Por outro lado, deputados alinhados ao governo, como Carlos Zarattini e Arlindo Chinaglia, discordaram completamente das afirmações de Milei. Zarattini afirmou que o presidente argentino desconhece a realidade política e jurídica do Brasil. Segundo ele, Bolsonaro já ameaçou deixar o país em outras ocasiões, o que justificaria as restrições impostas pelo STF. “Existe um processo judicial em andamento, e o risco de evasão é real”, disse Zarattini, acrescentando que a vitória de Donald Trump nos Estados Unidos fortaleceu a sensação de unidade entre movimentos de extrema direita ao redor do mundo, mas que isso não deve ser confundido com impunidade.

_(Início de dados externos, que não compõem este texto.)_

PR #953, opened 2026-07-30
Fix #945: expose derived scalar tables with a value column in DuckDB

### LINKED ISSUE #945: Error in equality (DuckDb)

Já Chinaglia foi ainda mais incisivo, acusando a extrema direita de ameaçar a democracia em escala global. “A extrema direita é especialista em golpear a democracia. Aqui no Brasil, é crime, e o Judiciário é independente para julgar”, afirmou. Para ele, as críticas de Milei são uma tentativa de legitimar ações que comprometem o Estado de Direito.
Apesar das controvérsias internas, a fala de Milei ressoou também fora do Brasil. Nos Estados Unidos, congressistas começaram a debater o impacto da relação entre o STF e figuras públicas como Bolsonaro na estabilidade política e econômica do país. Com a vitória de Trump, a possibilidade de sanções econômicas contra o Brasil, caso a situação não seja apaziguada, tornou-se tema de discussão. Trump, conhecido por sua proximidade com Bolsonaro, teria demonstrado insatisfação com as decisões judiciais que afetaram diretamente seu aliado brasileiro, sugerindo que isso poderia influenciar futuros acordos bilaterais.
Dentro do Brasil, a retenção do passaporte de Bolsonaro também levanta questões sobre as limitações de sua atuação política e internacional. Durante os eventos de posse de Trump, Bolsonaro participou por meio de chamadas de vídeo, mas afirmou que sua ausência foi profundamente sentida. Ele lamentou não ter acompanhado a esposa na viagem e sugeriu que, caso estivesse presente, a repercussão seria menor. Aliados do ex-presidente defendem que ele solicite uma nova autorização para viajar aos Estados Unidos em fevereiro de 2025, embora o cenário permaneça incerto.
Enquanto isso, Bolsonaro mantém uma postura de enfrentamento em relação ao STF. Em declarações recentes, ele reafirmou que não pretende deixar o Brasil e que está preparado para enfrentar qualquer consequência judicial. “Eu vou para a cadeia, eu não vou fugir do Brasil. Eu poderia ter ficado nos Estados Unidos quando fui para a posse do Milei, mas escolhi voltar, mesmo sabendo dos riscos que corro”, disse Bolsonaro, destacando sua intenção de permanecer no país e lutar por sua liberdade.
A polêmica em torno das declarações de Milei e das restrições impostas a Bolsonaro evidencia a complexidade do atual cenário político brasileiro. A polarização não apenas afeta as relações internas, mas também gera reflexos no cenário internacional, onde lideranças como Trump e Milei desempenham papéis significativos. Para muitos analistas, a situação é um exemplo claro de como questões jurídicas e políticas podem ter desdobramentos globais, especialmente em um mundo cada vez mais interconectado.
Com o Brasil dividido, o futuro de Bolsonaro e sua influência no cenário político seguem como incógnitas. Sua base de apoiadores continua fiel, enquanto seus críticos buscam consolidar o papel do Judiciário como guardião da democracia. À medida que novas decisões judiciais são tomadas e a pressão internacional aumenta, o Brasil enfrenta um momento crucial para definir os rumos de sua democracia e de suas relações globais. As próximas semanas prometem ser decisivas, tanto para Bolsonaro quanto para o país como um todo, em um cenário onde política, justiça e diplomacia se entrelaçam de maneira inédita.